Interests - Politician

This occupation is typically suited for people with the following Career Interests:

Enterprising

Enterprising people like situations that involve using resources for personal or corporate economic gain. Such people may have an opportunistic frame of mind, and are drawn to commerce, trade and making deals. Some pursue sales and marketing occupations. Many will eventually end up owning their own business, or in management roles in larger organisations. They tend to be very goal-oriented and work best when focused on a target. Some have an entrepreneurial inclination.

Social

The Social person's interests focus on interacting with the people in their environment. In all cases, the Social person enjoys the personal contact with other people in preference to the impersonal dealings with things, data and ideas found in other groups.

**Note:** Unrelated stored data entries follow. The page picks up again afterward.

PR #4183, opened 2020-01-26
Fix validation of links with mailto: protocol

westonruter:
## Summary

Fixes #4182.

- [ ] Prevent `INVALID_URL_PROTOCOL` validation error from being raised for links to `mailto:?&subject=Example&body=https://example.com/` 

## Checklist

- [ ] My pull request is addressing an [open issue](https://github.com/ampproject/amp-wp/contributing/project-management.md#life-of-an-issue) (please create one otherwise).
- [ ] My code is tested and passes existing [tests](https://github.com/ampproject/amp-wp/contributing/engineering.md#tests).
- [ ] My code follows the [Engineering Guidelines](https://github.com/ampproject/amp-wp/contributing/engineering.md) (updates are often made to the guidelines, check it out periodically).

PR #4251, opened 2020-02-06
Prevent validation errors on valid mailto: links; restrict AMP-to-AMP linking to HTTP(S) protocol links

### LINKED ISSUE #4182: Invalid validation error and AMP-to-AMP linking failure for mailto: links
## Bug Description

Add a Custom HTML block that contains the following markup:

```html
<a href="mailto:?&#038;subject=Example&#038;body=https://example.com/">Email this</a>
```

This results in the AMP plugin detecting an `INVALID_URL_PROTOCOL` validation error:

image

This is in spite of the markup being entirely valid in AMP:

image

The issue also happens when an email address is provided:

```html
<a href="mailto:foo@example.com?&#038;subject=Example&#038;body=https://example.com/">Email this</a>
```

Please note: the issue _only occurs in Standard mode_. In Transitional mode, it turns out that the `AMP_Link_Sanitizer` is mutating the `mailto:` link in a way that causes it to no longer be invalid. This turns out to also be an error, as `\AMP_Link_Sanitizer::is_frontend_url()` needs to only apply to URLs with the HTTP and HTTPS scheme. (See #4183 which fixes this so you can test in Transitional mode if checking out that branch.)

The reason for why `AMP_Link_Sanitizer` prevents the links from being invalid is that it mutates the URL via `add_query_arg()` to append `?amp`. So it is making this change:

```diff
- mailto:?&subject=Example&body=https://example.com/
+ mailto:?subject=Example&body=https%3A%2F%2Fexample.com%2F&amp
```

The tag-and-attribute sanitizer likes the latter but not the former. But the AMP validator is OK with both, so we need to update our behavior to match. Our validator appears to be failing when the URL contains an unencoded colon (`:`), even though that is perfectly fine.

## Expected Behaviour

Links with `mailto:` protocol that contain a query parameter that have a URL value get flagged as a validation error.

## Steps to reproduce

1. Enable Standard mode
2. Create a Custom HTML block with the above `mailto:` link.
3. Notice validation error.

---------------

## Acceptance criteria

* 

## Implementation brief

* 

## QA testing instructions

* 

## Demo

* 

## Changelog entry

*

kienstra:
## Summary

* Prevents validation errors on `mailto:` links, like Weston's example of `<a href="mailto:foo@example.com?&#038;subject=Example&#038;body=https://example.com/">Email this</a>`
* Uses lazy instead of greedy matching, so the lookahead of `(?=:)` will only match the first `:`

Fixes #4182 

## Testing
1. Activate Standard mode
2. Create a new post
3. Add a Custom HTML block with this markup that Weston shared in #4182 
```html
<a href="mailto:?&#038;subject=Example&#038;body=https://example.com/">Email this</a>
<a href="mailto:foo@example.com?&#038;subject=Example&#038;body=https://example.com/">Email this</a>
```
4. Go to the AMP URL
5. Expected: there's no validation error

## Regex
Your suggestion worked pretty well overall:

```diff
diff --git a/includes/sanitizers/class-amp-tag-and-attribute-sanitizer.php b/includes/sanitizers/class-amp-tag-and-attribute-sanitizer.php
index 9227c6a62..73944f731 100644
--- a/includes/sanitizers/class-amp-tag-and-attribute-sanitizer.php
+++ b/includes/sanitizers/class-amp-tag-and-attribute-sanitizer.php
@@ -1666,7 +1666,7 @@ class AMP_Tag_And_Attribute_Sanitizer extends AMP_Base_Sanitizer {
 	 * @return string|null Protocol without colon if matched. Otherwise null.
 	 */
 	private function parse_protocol( $url ) {
-		if ( preg_match( '#^[^/]+?(?=:)#', $url, $matches ) ) {
+		if ( preg_match( '#^[a-z][a-z0-9+.-]*(?=:)#', $url, $matches ) ) {
 			return $matches[0];
 		}
 		return null;
```

...but there were 2 unit test failures:

https://github.com/ampproject/amp-wp/blob/19d54bdf0ac4c41a37927e11241b723cdb754de8/tests/php/test-tag-and-attribute-sanitizer.php#L2018
and 
https://github.com/ampproject/amp-wp/blob/19d54bdf0ac4c41a37927e11241b723cdb754de8/tests/php/test-amp-tag-and-attribute-sanitizer-private-methods.php#L1439

For the `'malformed_attribute_syntax_curly_quotes'` failure, I think that's because `$this->parse_protocol()` returned `null` when passed `%E2%80%9Chttps://example.com/path/to/post/%E2%80%9D` here:
https://github.com/ampproject/amp-wp/blob/19d54bdf0ac4c41a37927e11241b723cdb754de8/includes/sanitizers/class-amp-tag-and-attribute-sanitizer.php#L1702-L1705

...so the conditional on the next line was false, and it didn't return an invalid protocol error as it should have.

It doesn't look like I could edit this to return `AMP_Rule_Spec::FAIL` if `$this->parse_protocol()` returns `null`. But maybe there is a fix to this that I missed 😄 

Thanks, Weston!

Many will seek out positions where there is direct contact with the public in some advisory role, whether a receptionist or a counsellor. Social people are motivated by an interest in different types of people and like diversity in their work environments. Many are drawn towards careers in the caring professions and social welfare area, whilst others prefer teaching and other 'informing' roles.

Qualities

To be a politician, you should be committed to helping people, and to representing the interests of the people who elected you. This means working hard to stay in touch with people's problems, needs and wishes in your constituency.  
 
You'll need very strong communication skills, to explain your ideas and your party or council's policies clearly and concisely to others. You should also have good listening skills, for example, to find out about people's problems during open (surgery) sessions in the constituency. You'll need lots of confidence and you must be assertive - some politicians speak to large crowds of people, or appear on television programmes to answer interview questions.  
 
Politicians must be quick thinkers, able to spot a weakness in their opponent's argument and exploit it with a difficult question or challenging remark. However, the flip side of this is that you must be resilient and able to cope with criticism yourself; sometimes you may have to deal with angry protests.  
 
As a politician, you will have a very responsible role in society; you'll be in a very powerful position. However, no matter how powerful you become, you must remember that it is the people who elect politicians and therefore allow them to have this power. As a result, people have strong expectations about the way that a politician should behave. You have to think carefully about your lifestyle, and be prepared for strong interest from the media.  
 
In contrast, you must also be able to make tough decisions - even ones that might not be popular with the public - if you believe that a policy is best in the long term.

Entry Requirements - Politician

Pay & Salary - Politician

Salary Range (thousands per year)* €87k - €190k

Basic: €87k + travel and expenses allowance.

Data Source(s):

Last Updated: April, 2017

* The lower figures typically reflect starting salaries. Higher salaries are awarded to those with greater experience and responsibility. Positions in Dublin sometimes command higher salaries.